• [PROMPT]: What you return should be the lines of the data containing "some", each in full.

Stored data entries
::::

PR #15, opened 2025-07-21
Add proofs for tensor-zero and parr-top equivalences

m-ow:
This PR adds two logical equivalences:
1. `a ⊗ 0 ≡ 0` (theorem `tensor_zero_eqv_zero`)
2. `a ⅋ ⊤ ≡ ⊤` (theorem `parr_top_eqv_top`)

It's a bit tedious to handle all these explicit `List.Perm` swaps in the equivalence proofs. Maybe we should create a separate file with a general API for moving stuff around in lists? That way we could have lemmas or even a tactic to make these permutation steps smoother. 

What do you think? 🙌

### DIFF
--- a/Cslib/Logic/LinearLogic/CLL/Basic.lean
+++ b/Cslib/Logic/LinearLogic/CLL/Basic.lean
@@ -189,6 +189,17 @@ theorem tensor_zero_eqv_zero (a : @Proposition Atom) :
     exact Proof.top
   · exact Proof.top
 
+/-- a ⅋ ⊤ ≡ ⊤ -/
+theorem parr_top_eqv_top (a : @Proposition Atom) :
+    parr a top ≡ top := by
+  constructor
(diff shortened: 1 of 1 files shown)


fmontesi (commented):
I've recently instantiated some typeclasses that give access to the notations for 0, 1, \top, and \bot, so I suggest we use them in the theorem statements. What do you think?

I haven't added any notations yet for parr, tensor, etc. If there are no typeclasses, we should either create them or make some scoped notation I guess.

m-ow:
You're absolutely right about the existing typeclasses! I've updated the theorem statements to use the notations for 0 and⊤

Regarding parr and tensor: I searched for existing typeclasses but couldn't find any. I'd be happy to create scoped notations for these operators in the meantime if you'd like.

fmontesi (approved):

::::

• [EXPECTED OUTPUT]:
I've recently instantiated some typeclasses that give access to the notations for 0, 1, \top, and \bot, so I suggest we use them in the theorem statements. What do you think?
I haven't added any notations yet for parr, tensor, etc. If there are no typeclasses, we should either create them or make some scoped notation I guess.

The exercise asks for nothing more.